Shares of fashion-maker and retailer Michael Kors Holdings Ltd (NYSE: KORS) finished trading down 5.7% on Dec. 7, more than double the 2.3% decline for the S&P 500 in what turned into one of the worst days for stocks in 2018. Michael Kors joined hundreds of other consumer-goods stocks that took a beating today, following the release of the monthly jobs report from the U.S. Department of Labor.
In short, the jobs report wasn't particularly bad, per se, but it was a touch underwhelming based on expectations. The unemployment rate held steady at 3.7% -- the lowest it has been in decades -- but the estimated 155,000 jobs added came in below expectations. Average hourly wages were up 3.1% from last year and up slightly from the prior month.
Michael Kors stock got marked down today, but it might not be a bargain just yet. Image source: Getty Images.
Yet continued concerns about China and the global economy -- particularly a looming trade war with the U.S. if ongoing negotiations fail to bear fruit -- continue to weigh on investors. You can factor in a huge surge in oil prices today -- crude futures spent much of the day up more than 4% before cooling off and finished trading up 2% -- which played some role in today's sell-off, too.
While the market was likely selling off Michael Kors and a litany of other consumer-brand stocks on today's bigger macro fears, investors should be more focused on specific and more material things with the company. After all, despite a relatively decent second fiscal quarter with a positive outlook , its stock price is down by nearly half since the late-September announcement that it was acquiring Versace .

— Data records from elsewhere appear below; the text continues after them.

PR #6183, opened 2026-03-16
[Serve] Validate target_endpoint for disaggregated inference requests

pperanich:
## Summary

Addresses the two TODO comments in `decode_scheduler.py`:

```
# TODO: Do not crash the scheduler if a request does not have a target endpoint.
#       Instead we should validate this in the frontend.
```

When running in disaggregated inference mode (`pipeline_role='decode_only'`),
requests missing a `target_endpoint` can crash the decode scheduler with an
unhandled `ValueError`. This PR adds validation at the two affected endpoints:

- **Frontend routes:** `/v1/chat/completions` and `/v1/completions` return
  HTTP 400 when `target_endpoint` is missing in decode-only mode, with a
  message explaining how to provide it.
- **Scheduler safety net:** `reserve_memory_and_send_to_prefill()` validates
  `target_endpoint` before allocating KV cache blocks. Invalid requests are
  dropped with a cancelled result, preventing both crashes and memory leaks.
- The two existing `raise ValueError` guards are replaced with
  `raise RuntimeError` since they should be unreachable after upstream
  validation.

## Testing

- `test_missing_target_endpoint_drops_request_gracefully` — verifies no
  crash, cancelled result sent back, no KV cache block leak, and a
  subsequent valid request still processes normally.

## Checklist

- [x] PR is small and focused

Assisted-by: AI

### DIFF
--- a/max/python/max/serve/router/openai_routes.py
+++ b/max/python/max/serve/router/openai_routes.py
@@ -1493,6 +1493,30 @@ def get_prompts_from_openai_request(
     raise Exception(f"unknown element type {type(prompt[0])}")
 
 
+def _get_and_verify_target_endpoint(
+    request: Request, completion_request: CreateCompletionRequest
+) -> str | None:
+    target_endpoint = _get_target_endpoint(
+        request, completion_request.target_endpoint
+    )
+    pipeline_config = get_app_pipeline_config(request.app)
+    if (
+        pipeline_config.runtime.pipeline_role == "decode_only"
+        and target_endpoint is None
+    ):
+        raise HTTPException(
+            status_code=400,
+            detail=(
+                "This server is running in disaggregated inference"
+                " mode (pipeline_role='decode_only') and requires a"
+                " target_endpoint to route requests to a prefill"
+                " worker. Provide it via the 'X-Target-Endpoint'"
+                " header or the 'target_endpoint' request body field."
+            ),
+        )
+    return target_endpoint
+
+
 @router.post("/completions", response_model=None)
 async def openai_create_completion(
     request: Request,
@@ -1513,24 +1537,9 @@ async def openai_create_completion(
         )
         assert isinstance(pipeline, TokenGeneratorPipeline)
 
-        target_endpoint = _get_target_endpoint(
-            request, completion_request.target_endpoint
+        target_endpoint = _get_and_verify_target_endpoint(
+            request, completion_request
         )
-        pipeline_config = get_app_pipeline_config(request.app)
-        if (
-            pipeline_config.runtime.pipeline_role == "decode_only"
-            and target_endpoint is None
-        ):
-            raise HTTPException(
-                status_code=400,
-                detail=(
-                    "This server is running in disaggregated inference"
-                    " mode (pipeline_role='decode_only') and requires a"
-                    " target_endpoint to route requests to a prefill"
-                    " worker. Provide it via the 'X-Target-Endpoint'"
-                    " header or the 'target_endpoint' request body field."
-                ),
-            )
 
         logger.debug(
             "Path: %s, Request: %s%s, Model: %s",
--- a/max/python/max/serve/router/openai_routes.py
+++ b/max/python/max/serve/router/openai_routes.py
@@ -943,24 +943,9 @@ async def openai_create_chat_completion(
                 else 1
             )
 
-        target_endpoint = _get_target_endpoint(
+        target_endpoint = _get_and_verify_target_endpoint(
             request, completion_request.target_endpoint
         )
-        pipeline_config = get_app_pipeline_config(request.app)
-        if (
-            pipeline_config.runtime.pipeline_role == "decode_only"
-            and target_endpoint is None
-        ):
-            raise HTTPException(
-                status_code=400,
-                detail=(
-                    "This server is running in disaggregated inference"
-                    " mode (pipeline_role='decode_only') and requires a"
-                    " target_endpoint to route requests to a prefill"
-                    " worker. Provide it via the 'X-Target-Endpoint'"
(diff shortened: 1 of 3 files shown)


pperanich:

abduld:
fyi @AustinDoolittle / @wrongbad

AustinDoolittle:
@langong347 Could you take a look at this?

max/python/max/serve/router/openai_routes.py
```diff
@@ -1480,6 +1497,25 @@ async def openai_create_completion(
...
+                status_code=400,
+                detail=(
+                    "This server is running in disaggregated inference"
+                    " mode (pipeline_role='decode_only') and requires a"
+                    " target_endpoint to route requests to a prefill"
+                    " worker. Provide it via the 'X-Target-Endpoint'"
+                    " header or the 'target_endpoint' request body field."
+                ),
+            )
+
```
langong347: Consider encapsulating these into a reusable function. Could be just absorbing the check into something like `_get_and_verify_target_endpoint()`

langong347 (commented):
@pperanich Thank you for the PR! LG overall, please review my comment below.

max/python/max/serve/router/openai_routes.py
pperanich: Done!

max/python/max/serve/router/openai_routes.py
```diff
@@ -948,6 +948,25 @@ async def openai_create_chat_completion(
                 else 1
             )
 
+        target_endpoint = _get_target_endpoint(
```
langong347: Please replace this part too.

pperanich: target_endpoint is needed later in the TextGenerationRequest.

langong347: The reusable function also returns `target_endpoint`:

```python
target_endpoint = _get_and_verify_target_endpoint(
            request, completion_request
        )
```

pperanich:
Good catch, applied `_get_and_verify_target_endpoint` to the chat completion endpoint too. Generalized the helper to take the body `target_endpoint` value directly so both `CreateChatCompletionRequest` and `CreateCompletionRequest` work.

Let me know if there is anything else I can do to get this over the finish line.

langong347 (approved):

max/python/max/serve/router/openai_routes.py
```diff
@@ -1476,6 +1478,28 @@ def get_prompts_from_openai_request(
...
 
 
+def _get_and_verify_target_endpoint(
+    request: Request, body_target_endpoint: str | None
+) -> str | None:
+    target_endpoint = _get_target_endpoint(request, body_target_endpoint)
+    pipeline_config = get_app_pipeline_config(request.app)
+    if (
+        pipeline_config.runtime.pipeline_role == "decode_only"
+        and target_endpoint is None
```
ns-jjwathen: Presence-only check: `"target_endpoint": ""` in the body is not `None`, so it skips this 400 (note `_get_target_endpoint` treats an empty *header* as absent via truthiness but returns the body value as-is), then skips the scheduler safety net, and reaches `ZmqDealerSocket(endpoint="")` in `dispatcher_v2.py` — an uncaught `zmq.ZMQError` that kills the scheduler, the exact crash class this PR fixes.

```suggestion
        and not target_endpoint
```

Ideally also validate the value parses as a supported ZMQ endpoint (`tcp://host:port` / `ipc://...`) here so malformed strings get a 400 too.

ns-jjwathen (commented):
_Review withdrawn — posted here in error (automation pointed at the wrong PR list). Apologies for the noise._

max/python/max/serve/scheduler/decode_scheduler.py
```diff
@@ -238,6 +239,23 @@ def reserve_memory_and_send_to_prefill(self) -> None:
             req_id = context.request_id
             del self.pending_reqs[req_id]
 
+            # Validate target_endpoint before allocating resources.
+            # NOTE: The client receives a cancelled response with no error
+            # detail. Frontend route validation should catch this earlier
+            # with a proper 400 error. This guard is a safety net.
+            if context.target_endpoint is None:
```
ns-jjwathen: Same empty-string gap as the frontend guard: `""` is not `None`, so it sails past this safety net into `send_prefill_request` → `send_request_nowait(metadata, "")` → `ZmqDealerSocket(endpoint="")`, and the resulting `zmq.ZMQError` propagates uncaught through `run_iteration`.

```suggestion
            if not context.target_endpoint:
```

Also, after the (required) rebase, main now has `SchedulerResult.failed(error)` — please use it here instead of `cancelled()` so the client gets the actual reason rather than a silent drop (details in the main review comment).

max/tests/tests/serve/scheduler/test_di.py
```diff
@@ -1400,3 +1400,57 @@ def test_overlap_di_both_sides_minimal_output() -> None:
...
+    # Run the scheduler — should not crash
+    decode.run_iteration()
+
+    # The bad request should get a cancelled result
+    found_bad = False
+    while not q.response_queue.empty():
+        batch = q.response_queue.get()
+        if bad_req_id in batch:
+            found_bad = True
+            assert batch[bad_req_id].result is None  # cancelled
```
ns-jjwathen: This doesn't actually verify termination: per the `SchedulerResult` docstring, `result` "may be None for cancelled operations **or during intermediate states of streaming operations**". If the scheduler regressed to emitting a non-done placeholder, the client would hang forever and this test would stay green.

```suggestion
            assert batch[bad_req_id].is_done and batch[bad_req_id].result is None
```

To put it bluntly, there are serious concerns that it not only overpaid for the fashion house, but that it will struggle to combine yet another iconic -- if disparate -- fashion brand into a single, well-run company that delivers long-term value to investors. It's readily apparent that acquiring Versace will hurt the bottom line more than it will help in the short term. If management can't deliver higher long-term returns in trade for the short-term pain, then its latest splashy acquisition will be remembered far more than today's sell-off.
In summary, I wouldn't put too much weight into today's sell-off as a sign of weakness in the company, but I also wouldn't call it a buying opportunity. Until management shows that it can effectively combine its acquisitions into a cohesive, more profitable company, Michael Kors is probably better off in your wardrobe than your portfolio.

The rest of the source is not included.